## ACTIVITY
Count the lines in the data below that have "code" in them, and reply with only that number.

## GIVEN DATA
[Start of Attachment]

PR #46, opened 2015-08-18
Revert to use non-deprecated Item::copy and Property::copy

thiemowmde:
This reverts parts of https://gerrit.wikimedia.org/r/#/c/222978/. See https://github.com/wmde/WikibaseDataModel/pull/531 for arguments. In short: Yes, `Entity` is deprecated and `Entity::copy` should not be called. But `Item::copy` and `Property::copy` are **not** deprecated.


JeroenDeDauw:
Good catch

PR #54, opened 2015-08-26
Remove false from EntityRedirectLookup

thiemowmde:
This should block the 2.0.0 release because (I think) I found an _other_ mistake in addition to the one fixed in #57.


addshore:
_facepalm_ Why is this all in one commit / PR?
If the changes the readme and the code changes were separate I could have merged one of them!!!

JeroenDeDauw:
Nice catch. I've extracted the production code change, added tests and submitted that as #57

PR #61, opened 2015-09-02
Add ItemAndPropertyDiffer

thiemowmde:
This is a resubmission of https://github.com/wmde/WikibaseDataModel/pull/354.

This patch introduces a generic differ that allows comparing items and properties. Note that both do have statements now. The only remaining difference is that properties don't have site links.

### DIFF
--- a/phpmd.xml
+++ b/phpmd.xml
@@ -23,7 +23,14 @@
         </properties>
     </rule>
 
-    <rule ref="rulesets/design.xml" />
+    <rule ref="rulesets/design.xml">
+		<exclude name="CouplingBetweenObjects" />
+    </rule>
+	<rule ref="rulesets/design.xml/CouplingBetweenObjects">
+		<properties>
+			<property name="minimum" value="15" />
+		</properties>
+	</rule>
 
     <rule ref="rulesets/naming.xml">
         <exclude name="ShortVariable" />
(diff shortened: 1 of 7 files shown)


JeroenDeDauw:
> The only remaining difference is that properties don't have site links.

And that items don't have a data type.

Benestar:
I wonder where we need such a generic differ. Why would we want to compare items and properties? I oppose to introduce a differ that has the word "generic" in it as it is not generic but only works for items and properties. Furthermore, without a usecase for diffing items with properties I don't understand where htis would be useful.

thiemowmde:
> only works for items and properties.

This is not true. It **is** a generic differ that works in all cases when a more specific differ can not be found.

> without a usecase for diffing items with properties

Hold your breath, here comes the use case: I want to compare items with properties.

I can compare lists of statements across different entities if they share the same namespace: https://www.wikidata.org/w/index.php?title=Q7560&oldid=246252141&diff=245706731. Why am I not allowed to do the same across namespaces: https://www.wikidata.org/w/index.php?title=Q7560&oldid=246252141&diff=238881024? It's basically the single `if ... throw` I'm removing in this patch that blocks this. Unblocking this use case is so easy that I really wonder why it was blocked in the first place.

JeroenDeDauw:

[End of Attachment]

## RESPONSE TO THE TASK
2